CHICAGO – August 20, 2010. Governor Pat Quinn today signed the Illinois Safe Children Act into law. The new law protects children in Illinois from being forced into the sex trade and gives law enforcement additional tools to fight the human-trafficking groups that exploit them. It also stops the criminal prosecution of victimized children and ensures they receive the necessary protective services.
“For too long, exploited children have been treated as criminals, while the adults who stole their innocence go free,” said Governor Quinn. “Illinois does not tolerate exploitation of our children. Today, we give important new tools to aid law enforcement in this fight and help our victimized children to heal.”
The Illinois Safe Children Act makes Illinois one of the first states to pass comprehensive legislation to address the human trafficking of children under the age of 18. The new law ensures that innocent children who are lured or coerced into prostitution will now be immune from criminal prosecution and will be placed in the child protection system instead of the criminal justice system.
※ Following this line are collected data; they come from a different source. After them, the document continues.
PR #124, opened 2016-02-11
add the ability to create the source jar for dnanexus-api Java bindings ...

kedarmhaswade:
This commit makes it possible to generate source jar when one does mvn verify. It also adds a trivial entry to .gitignore.


psung:
Thank you, merged to master as 9ded343.

PR #1, opened 2020-05-15
pqg quickfix

sgeisler:
A good enough for now fix for the pqg rendering problem :stuck_out_tongue_winking_eye: (seems to work in practice with our current font size).


vroland:
I think this is ok for now, since it will be obsolete with font backgrounds anyway.

PR #2, opened 2020-05-15
Clear screen if too many partial updates happened

sgeisler:
This PR adds a rough estimation how bad artifacts are obscuring the screen and clears/repaints it completely once a threshold is hit. Builds on #1. But could be easily separated if #1 is too hacky.

### DIFF
--- a/examples/terminal/main/config.h
+++ b/examples/terminal/main/config.h
@@ -2,6 +2,8 @@
 #include "firacode.h"
 #include "firacode_bold.h"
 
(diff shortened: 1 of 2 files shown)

Victims under the age of 18 will now be presumed abused or neglected and can be placed in a secure setting until a proper placement is found. Law enforcement must now report an allegation of human trafficking of a child to the Illinois Department of Child and Family Services (DCFS), which must conduct an investigation within 24 hours.
Illinois’ laws regarding the sexual exploitation of children will now recognize that anyone under the age of 18 is a child victim, conforming to federal law and state’s human-trafficking laws. The act removes references to “juvenile prostitutes” in Illinois’ criminal code, recognizing that children have no capacity to consent to their own commercial sexual exploitation and are victims of a serious sexual offense.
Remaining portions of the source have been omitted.